▶ [Action item]:
Beginning at the line containing "Oh cool, thanks @steveloughran !" in the material below and ending at the line containing "we have a fraction", return each line exactly and add nothing.

▶ [Given records]:
———
PR #3954, opened 2022-02-02
Rebase Access Point feature onto branch-3.3

bogthe:
Rebased Access Point feature (the 2 new commits `648a7ff329d7458d97e8b04461ccdf56eab3456a` and `e234d31af24a375f3942e5ac147ed54e6587dc0f`) onto `branch-3.3` right before the AWS SDK upgrade. Was hoping for a quick `cherry-pick` but there's changes that come into effect with removal S3 guard which conflict so placed it before that. 

Apologies if this isn't the right way to do it! Let me know if there's anything else I can do.

Also created a PR that picks this AcessPoint feature straight into 3.3.2, which might be of help https://github.com/apache/hadoop/pull/3955 

@sunchao @steveloughran


sunchao:
This seems too disruptive. @bogthe is there anyway we can resolve the conflicts due to the removal of s3guard?

bogthe:
@sunchao not really. Whatever you resolve you can't then pick onto 3.3.2 since the changes you apply onto `3.3` need to be modified because of the S3 Guard removal.

The only non-distruptive way is to pick straight into 3.3.2 like this PR is trying to do https://github.com/apache/hadoop/pull/3955

sunchao:
I see. I'm slightly in favor of putting this in branch-3.3 for now, and then release it in Hadoop 3.3.3. What do you think?

My apologies that I didn't realize the matter is a bit complex due to the difference between branch-3.3 and branch-3.3.2. Since at this point we're wrapping up the release of 3.3.2, I'd prefer to avoid extra complexities which could delay the release further.

steveloughran:
the 3.3.2 fix isn't that big, it's that because the s3guard removal is in branch-3.3, there's a bit more toe stepping going on there

bogthe:
> the 3.3.2 fix isn't that big, it's that because the s3guard removal is in branch-3.3, there's a bit more toe stepping going on there

@sunchao would like to close this PR and use Steve's new one (basically does the thing this one intended to 😄 )

steveloughran:
closing this.

sunchao:
Oh cool, thanks @steveloughran !

steveloughran:
merged the other one in

PR #4284, opened 2022-05-08
YARN-11135. Remove unused Imports in hadoop project

hotcodemacha:
### Description of PR
Remove unused Imports in hadoop project
* JIRA: YARN-11135


hotcodemacha:
@aajisaka - Can you please have a look? Thanks.

steveloughran:
-1. wontfix. 

if this were to go in

* every pending PR would no longer apply without rebasing/reworking
* every subsequent pr would be impossible to backport without reversing the work

we have a fraction of this problem even with the movement of unshaded guava to shaded guava to hadoop's own Precondition classes; moving things from trunk to 3.3. to internal PRs always fail to merge at those two or three imports. 

we couldn't cope with this at scale. 

this is also why we don't go overboard in reordering imports in the files touched within a normal PR: IDEs may think they are being helpful by cleaning up imports, but aren't. Removing unused imports is fine, but big cleanups, tht causes too many problems.

Sorry. if you had to deal with backporting you'd understand why.

hotcodemacha:
@steveloughran - What you are saying makes sense. But let's do some clean up the code. I am changing the scope and only removing the unused imports. What do you think about it?

hotcodemacha:
Closing this PR as discussed offline with @aajisaka. Will create separate JIRA and PR for each Hadoop project and reduce the scope to only remove unused imports.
———
▶ [Finished task]:
Oh cool, thanks @steveloughran !

steveloughran:
merged the other one in

PR #4284, opened 2022-05-08
YARN-11135. Remove unused Imports in hadoop project

hotcodemacha:
### Description of PR
Remove unused Imports in hadoop project
* JIRA: YARN-11135


hotcodemacha:
@aajisaka - Can you please have a look? Thanks.

steveloughran:
-1. wontfix. 

if this were to go in

* every pending PR would no longer apply without rebasing/reworking
* every subsequent pr would be impossible to backport without reversing the work

we have a fraction of this problem even with the movement of unshaded guava to shaded guava to hadoop's own Precondition classes; moving things from trunk to 3.3. to internal PRs always fail to merge at those two or three imports. 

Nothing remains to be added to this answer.